- 1/2 cup nut milk
- 3 cloves garlic
- 5cm num ginger
- Jackfruit Marinade Spices (1 tsp garam masala, 1 tsp paprika, 1/2 tsp turmeric)
- 1 TBs vegetable oil
- 1/4 tsp salt
- 1 tin of Nature's Charm Young Jackfruit, drained, hard core removed, deseeded and shredded with clean hands
- 1 cup brown basmati rice
- 2 TBs oil
- 2 bay leaves
- 1 tsp cumin seeds
- 1.2 onion, finely chopped
- 3 cloves garlic, minced
- 1 TBs ginger, minced
- 2 green chillies, finely chopped
- 2 TBs tomato paste
- 2-3 tomatoes, chopped
- small bunch coriander stalks, chopped
- Curry Sauce Spices (1 tsp garam masala, 1 tsp paprika, 1 tsp ground coriander, 1/2 tsp turmeric, 1/4 tsp ground cardamon)
- 1 tin coconut milk
- 1 green capsicum, diced
Preheat oven to 220C. Put the jackfruit marinade ingredients in a food processor and blend until smooth.
Place the shredded jackfruit into a bowl and pour over the marinade.

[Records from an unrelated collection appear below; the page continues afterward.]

PR #3051, opened 2021-07-09
Remove site.url from first breadcrumb link

### LINKED ISSUE #3050: Breadcrumbs top-level link is not using relative URL but site.url
## Environment

- Minimal Mistakes version: `4.24.0`
- Ruby gem or remote theme version: `4.24.0`
- Jekyll version: `4.2.0`
- Git repository URL: https://github.com/mmistakes/minimal-mistakes
- Operating system: macOS

## Expected behavior
The first link in the breadcrumb, "Home" in the picture below
Screen Shot 2021-07-09 at 23 38 17
should not depend on the `site.url`.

Let the jackfruit marinate, while you prep the ingredients for the sauce.
In a small pot, bring 2 cups water to the boil, add rice and simmer on low for 15-20 mins until water has cooked away.
Spread the marinated jackfruit on a baking tray and bake it for 20 minutes or until starting to brown.

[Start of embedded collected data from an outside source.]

PR #3052, opened 2021-07-10
Add Microformats

dltj:

## Summary

Add microformats to markup

## Context

See https://github.com/mmistakes/minimal-mistakes/discussions/3017

### DIFF
--- a/_includes/author-profile.html
+++ b/_includes/author-profile.html
@@ -1,28 +1,32 @@
 {% assign author = page.author | default: page.authors[0] | default: site.author %}
 {% assign author = site.data.authors[author] | default: author %}
 
-<div itemscope itemtype="https://schema.org/Person">
+<div itemscope itemtype="https://schema.org/Person" class="h-card">
+
+  <a class="u-url hidden" rel="me" href="{{ '/' | relative_url }}">
+    Hidden microformat entry for representative h-card
+  </a>
 
   {% if author.avatar %}
     <div class="author__avatar">
       {% if author.home %}
         <a href="{{ author.home | relative_url }}">
-          <img src="{{ author.avatar | relative_url }}" alt="{{ author.name }}" itemprop="image">
+          <img src="{{ author.avatar | relative_url }}" alt="{{ author.name }}" itemprop="image" class="u-photo">
         </a>
       {% else %}
-        <img src="{{ author.avatar | relative_url }}" alt="{{ author.name }}" itemprop="image">
+        <img src="{{ author.avatar | relative_url }}" alt="{{ author.name }}" itemprop="image" class="u-photo">
       {% endif %}
     </div>
   {% endif %}
 
   <div class="author__content">
     {% if author.home %}
-      <a href="{{ author.home | relative_url }}"><h3 class="author__name" itemprop="name">{{ author.name }}</h3></a>
+      <a href="{{ author.home | relative_url }}" class="u-url"><h3 class="author__name" itemprop="name" class="p-name">{{ author.name }}</h3></a>
     {% else %}
-      <h3 class="author__name" itemprop="name">{{ author.name }}</h3>
+      <h3 class="author__name" itemprop="name" class="p-name">{{ author.name }}</h3>
     {% endif %}
     {% if author.bio %}
-      <div class="author__bio" itemprop="description">
+      <div class="author__bio p-note" itemprop="description">
         {{ author.bio | markdownify }}
       </div>
     {% endif %}
@@ -33,7 +37,7 @@
     <ul class="author__urls social-icons">
       {% if author.location %}
         <li itemprop="homeLocation" itemscope itemtype="https://schema.org/Place">
-          <i class="fas fa-fw fa-map-marker-alt" aria-hidden="true"></i> <span itemprop="name">{{ author.location }}</span>
+          <i class="fas fa-fw fa-map-marker-alt" aria-hidden="true"></i> <span itemprop="name" class="p-locality">{{ author.location }}</span>
         </li>
       {% endif %}
 
@@ -55,7 +59,7 @@
 
       {% if author.email %}
         <li>
-          <a href="mailto:{{ author.email }}" rel="me">
+          <a href="mailto:{{ author.email }}" rel="me" class="u-email">
             <meta itemprop="email" content="{{ author.email }}" />
             <i class="fas fa-fw fa-envelope-square" aria-hidden="true"></i><span class="label">{{ site.data.ui-text[site.locale].email_label | default: "Email" }}</span>
           </a>
--- a/_includes/author-profile.html
+++ b/_includes/author-profile.html
@@ -3,28 +3,18 @@
 
 <div itemscope itemtype="https://schema.org/Person" class="h-card">
 
-  <a class="u-url hidden" rel="me" href="{{ '/' | relative_url }}">
-    Hidden microformat entry for representative h-card
-  </a>
-
   {% if author.avatar %}
     <div class="author__avatar">
-      {% if author.home %}
-        <a href="{{ author.home | relative_url }}">
-          <img src="{{ author.avatar | relative_url }}" alt="{{ author.name }}" itemprop="image" class="u-photo">
-        </a>
-      {% else %}
+      <a href="{{ author.home | default: '/' | absolute_url }}">
         <img src="{{ author.avatar | relative_url }}" alt="{{ author.name }}" itemprop="image" class="u-photo">
-      {% endif %}
+      </a>
     </div>
   {% endif %}
 
   <div class="author__content">
-    {% if author.home %}
-      <a href="{{ author.home | relative_url }}" class="u-url"><h3 class="author__name" itemprop="name" class="p-name">{{ author.name }}</h3></a>
-    {% else %}
-      <h3 class="author__name" itemprop="name" class="p-name">{{ author.name }}</h3>
-    {% endif %}
+    <h3 class="author__name p-name" itemprop="name">
+      <a class="u-url" rel="me" href="{{ author.home | default: '/' | absolute_url }}" itemprop="url">{{ author.name }}</a>
+    </h3>
     {% if author.bio %}
       <div class="author__bio p-note" itemprop="description">
         {{ author.bio | markdownify }}
--- a/_includes/author-profile.html
+++ b/_includes/author-profile.html
@@ -40,14 +40,14 @@
       {% if author.links %}
         {% for link in author.links %}
           {% if link.label and link.url %}
-            <li><a href="{{ link.url }}" rel="nofollow noopener noreferrer"><i class="{{ link.icon | default: 'fas fa-link' }}" aria-hidden="true"></i><span class="label">{{ link.label }}</span></a></li>
+            <li><a href="{{ link.url }}" rel="nofollow noopener noreferrer me"><i class="{{ link.icon | default: 'fas fa-link' }}" aria-hidden="true"></i><span class="label">{{ link.label }}</span></a></li>
           {% endif %}
         {% endfor %}
       {% endif %}
 
       {% if author.uri %}
         <li>
-          <a href="{{ author.uri }}" itemprop="url">
+          <a href="{{ author.uri }}" itemprop="url" rel="me">
             <i class="fas fa-fw fa-link" aria-hidden="true"></i><span class="label">{{ site.data.ui-text[site.locale].website_label | default: "Website" }}</span>
           </a>
         </li>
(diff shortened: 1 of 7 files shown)


_layouts/single.html
```diff
@@ -17,21 +17,30 @@
...
   {% include sidebar.html %}
 
-  <article class="page" itemscope itemtype="https://schema.org/CreativeWork">
+  <article class="page h-entry" itemscope itemtype="https://schema.org/CreativeWork">
     {% if page.title %}<meta itemprop="headline" content="{{ page.title | markdownify | strip_html | strip_newlines | escape_once }}">{% endif %}
     {% if page.excerpt %}<meta itemprop="description" content="{{ page.excerpt | markdownify | strip_html | strip_newlines | escape_once }}">{% endif %}
     {% if page.date %}<meta itemprop="datePublished" content="{{ page.date | date_to_xmlschema }}">{% endif %}
     {% if page.last_modified_at %}<meta itemprop="dateModified" content="{{ page.last_modified_at | date_to_xmlschema }}">{% endif %}
 
+  <ul class="hidden">
```
mmistakes, line 26: Is there a better way of applying microformats for this data? This is the sort of extraneous markup I wanted to avoid, especially since it's duplicating the published/modified datetimes from above along with the authorship that is already being applied the author sidebar.

I get all sorts of "code smells" from it not being DRY and having to hide it all via CSS.

_layouts/single.html
```diff
@@ -17,21 +17,30 @@
...
+    <li>These list items are microformat entries and are hidden from view.</li>
+    <li class="u-url">{{site.url}}{{page.url}}</li>
+    {% if site.author.name %}<li><a class="p-author h-card" href="{{ site.url }}"><img class="photo" src="{{ author.avatar | absolute_url }}">{{ site.author.name | markdownify | strip_html | strip_newlines | escape_once }}</a></li>{% endif %}
```
mmistakes, line 29: Careful with your author variables. You start with `site.author` which will cause problems if someone has assigned an author to the post where it should [override the "site" author](https://mmistakes.github.io/minimal-mistakes/layout-author-override/). 

You're also mixing in a `{{ author }}` variable to do the avatar. They probably should all be `{{ author }}`. Take a look at how the [`assign` works in the author sidebar](https://github.com/mmistakes/minimal-mistakes/blob/master/_includes/author-profile.html#L1-L2) to see how I did it there. 

A conditional is needed for `author.avatar` since we can't guarantee someone set an image and wouldn't want an empty ``.

Either way I question if the author microformat markup is even needed here as you've added it to the sidebar already. Will it fail without it? Just trying to get a feel for how DRY this can be since I'm not really thrilled with all the duplicate markup.

mmistakes (changes requested):
Overally happy with this PR. I'm not thrilled with adding duplicate markup in `_layouts/single.html` so if any of that can be removed or DRYed up I'd feel better about it.

_layouts/single.html
dltj: Yes—the repeated variables bother me, too.   The driving cause for that is how microformats need the data to be the contents of the enclosing tag and Schema.org puts the data in attributes.  Specifically:
> microformats do not use `link` or `meta` elements within the content of the page and in some cases require particular elements to be used to encode information, such as using `abbr` to support the datetime-design-pattern as illustrated by the `dtstart` property in the example above.  <cite>("<a href="https://www.w3.org/wiki/Mixing_HTML_Data_Formats#Mixing_Syntaxes">Mixing Syntaxes</a>" heading at W3C's "Mixing HTML Data Formats" page)<cite>

I used existing tags where possible (the `p-name` class for the <h1> article title and the `e-content` class in the article <section> tag).  The contents of the hidden <ul>, though, were the values from the Schema.org <meta> tags.

For a while, I was putting microformat markup in the `_includes/page__meta.html`, but separating the article microformat data across two template files felt like a worse compromise as compared to keeping all of the HTML data formats in close proximity in one template file.

_layouts/single.html
dltj: Oh, wow... an excellent point about the mixing of author variables.  I will fix that with an update to the branch.

Regarding the author microdata markup in two places.  The markup in the sidebar is describing an [h-card](https://microformats.org/wiki/h-card).  In the microformats world, it seems like the site homepage should contain this markup to describe the controlling entity of the site.  The author markup in the "_single.html" file covers the stated author of the article on the page for an [h-entry](http://microformats.org/wiki/h-entry).  (And that is where I'm definitely misusing `{{ site.author }}`.

I'm not familiar with the mechanics of multi-author Jekyll blogs, but from what I can gather the `site` variables are appropriate for the sidebar (the "h-card" microformat covering the entire site) while the `author` variables are appropriate for the article itself (the "h-entry" microformat).

dltj:
Please see the updated commit to the PR.  I'm using the assigned-`author` structure now.  I found that it does not have an author "URL" defined in it, so I removed that from the markup rather than making the assumption that the blog root is the author's URL.  The Microformats crowd would probably strongly prefer that to make explicit the connection between the article author and its "h-card" representation, but it is technically optional.  I could also add an author URL to the sample `_config.yml`, but that seems like overkill for this specialized purpose.

_layouts/single.html
mmistakes: With all of the "hidden" list element items, which are actually required? Can we move forward with the other data you marked up that isn't hidden from view?

I'm still iffy on the duplicating all the author markup as it's in the sidebar with microformat markup now.

Can the published/modified dates be marked up in [`_includes/page_date.html`](https://github.com/mmistakes/minimal-mistakes/blob/master/_includes/page__date.html) instead? Neither of those are hidden and you wouldn't have to duplicate the markup then.

_layouts/single.html
```diff
@@ -17,21 +17,26 @@
...
+  <article class="page h-entry" itemscope itemtype="https://schema.org/CreativeWork">
     {% if page.title %}<meta itemprop="headline" content="{{ page.title | markdownify | strip_html | strip_newlines | escape_once }}">{% endif %}
     {% if page.excerpt %}<meta itemprop="description" content="{{ page.excerpt | markdownify | strip_html | strip_newlines | escape_once }}">{% endif %}
     {% if page.date %}<meta itemprop="datePublished" content="{{ page.date | date_to_xmlschema }}">{% endif %}
     {% if page.last_modified_at %}<meta itemprop="dateModified" content="{{ page.last_modified_at | date_to_xmlschema }}">{% endif %}
 
+  <ul class="hidden">
+    <li>These list items are microformat entries and are hidden from view.</li>
+    <li class="u-url">{{ page.url | absolute_url }}</li>
+  </ul>
```
dltj, line 29: Hmm—the specification is fuzzy ("[No properties are explicitly required](https://microformats.org/wiki/h-entry#what_is_the_bare_minimum_list_of_required_properties_on_an_h-entry)") and then goes on to say an "h-entry should have the following properties at a minimum for consumers:"

* `url`
* `dt-published` (timestamp)

In this latest commit, I moved `dt-published` to `page__date.html` as you suggested and removed `dt-updated` (the if..else markup in `page__date.html` doesn't distinguish between published and updated when it is rendered to the page).  I also removed `p-author` and `p-summary` as they aren't in the required subset.  

That leaves `u-url`.  Interestingly, there is a [`{{ page.link}}` in `_layouts/single.html`](https://github.com/mmistakes/minimal-mistakes/blob/master/_layouts/single.html#L44), but I can't find a condition where `page.link` would have a value (unless it is expected to come from the page front matter).  Unfortunately, `u-url` is a required data element.  Thoughts on how to handle this?

> I'm still iffy on the duplicating all the author markup as it's in the sidebar with microformat markup now.

The duplication is necessary so the author information occurs within the enclosing `h-entry` markup, and the sidebar is outside that markup.  But since it isn't required I just removed it.

mmistakes: > The duplication is necessary so the author information occurs within the enclosing h-entry markup, and the sidebar is outside that markup. But since it isn't required I just removed it.

Now I’m remembering why I wasn’t keen on adding microformats years ago 🤣. It would be so much better if it leveraged other standards especially all this data is already in the `head` or other schema used in the SEO include.

The `page.link` variable stuff is for “link” posts so you can’t rely on it. https://mmistakes.github.io/minimal-mistakes/post%20formats/post-link/

Maybe the best path forward is add the bare minimum of microformats that doesn’t duplicate markup. Then let me noodle on future support.

The theme is showing it’s age and a lot of other features being requested could benefit from me doing a complete overhaul. Microformats could be lumped in with that…

dltj: Yes, I am disappointed that the IndieWeb folks aren't using something more structured like Schema.org, but I don't have any leverage to steer that community...and it seems like they have quite the organic mix of tool providers that are using microformats.

Are you okay with merging the pull request as it is now?  The minimal parts of microformats for Card and Entry have been added to the existing theme markup with the exception of the hidden &lt;ul&gt; list with the one list item for the URL to the post.  I could clean up the wording of the list item explaining the hidden list—say, "This list item holds the microformat entry for the link to this post, and it is hidden from view"—and make a final commit to this pull request, if you prefer.

mmistakes: The hidden content still gives me a bad feeling.
In fact was looking at the Microformats wiki and they even discourage it.

> If some content doesn't fit into your visible design, then it's not worth microformatting it.

https://microformats.org/wiki/faq#Hidden_Content

dltj: You're right: the Microformats wiki does discourage the use of hidden content.  That said, I think having something in the markup that points to itself seems to be a pretty critical idea—especially if some machine process is going to extract the data out of the page to make use of somewhere else.

I went poking through the Schema-org markup for [`CreativeWork`](https://schema.org/CreativeWork), and there is a property from the inherited `Thing` for URL—and that property isn't used in the mmistakes markup at the moment.  Perhaps a permalink can be added to the footer of the article, and that can be marked up with both `itemprop="headline"` (for Schema-org) and `class="u-url"` (for Microformats).

image

```html
<p>
  <strong><i class="fas fa-fw fa-bullseye" aria-hidden="true"></i> Permalink:</strong> <span itemprop="url" class="u-url">https://dltj.org/article/dltj-with-webmention/</span>
</p>
```

If you like, I could wrap it in a Jekyll {% if %} block that checks for a feature flag that is set to "false" by default so it doesn't have a visible impact on existing sites.

mmistakes: What if instead of adding it to the footer metas... and adding yet another config toggle, you include the permalink in the `h1` with the post title? I don't think it harms anything doing that.

```liquid
<h1 id="page-title" class="page__title" itemprop="headline">
  <a href="{{ page.url | absolute_url }}" class="u-url">{{ page.title | markdownify | remove: "<p>" | remove: "</p>" }}</a>
</h1>
```

About the only change would be a visual one as the title is now styled like a link... which I don't see any issue with.

Screen Shot 2021-07-22 at 3 36 39 PM

dltj:
Yes, this looks good.  I didn't like the styling of the &lt;h1&gt; tag as a link, so I overrode that in the SCSS to make it look as it did before.

_includes/author-profile.html
```diff
@@ -1,28 +1,32 @@
 {% assign author = page.author | default: page.authors[0] | default: site.author %}
 {% assign author = site.data.authors[author] | default: author %}
 
-<div itemscope itemtype="https://schema.org/Person">
+<div itemscope itemtype="https://schema.org/Person" class="h-card">
+
+  <a class="u-url hidden" rel="me" href="{{ '/' | relative_url }}">
```
mmistakes, line 6: Can we remove this hidden markup since `u-url` is being applied to the `author.home` link.
If `u-url` is required and the thought was to add the hidden markup because there is no guarantee someone adds `author.home` to their config.

Perhaps we can do a similar thing to the post title. In this case make the author name a link... use `author.home` first fallback to the site's root URL if the home link hasn't been configured.

```liquid
<h3 class="author__name" itemprop="name" class="p-name">{{ author.name }}</h3>
  <a class="u-url" rel="me" href="{{ author.home | default: '/' | relative_url }}">{{ author.name }}</a>
</h3>
```

_sass/minimal-mistakes/_page.scss
```diff
@@ -72,6 +72,11 @@ body {
   margin-top: 0;
   line-height: 1;
 
+  a {
+    color: $dark-gray;
```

Warm the vegetable oil in a pan and add the bay leaves and cumin seeds, cook for a minute, stirring until fragrant. add the onion and cook until translucent, then add garlic, ginger and green chillies cook for 2-3 mins. Add the tomato puree and chopped tomatoes.
Add the coriander stalks and Curry Sauce Spices. Add the coconut milk and green capsicums, mix it into the sauce and let it reduce slightly, 5-7 minutes. Add the jackfruit and stir gently. Cook for 2-3 minutes.
Serve the curry over the basmati rice with a garnish of coriander. Deeeelish!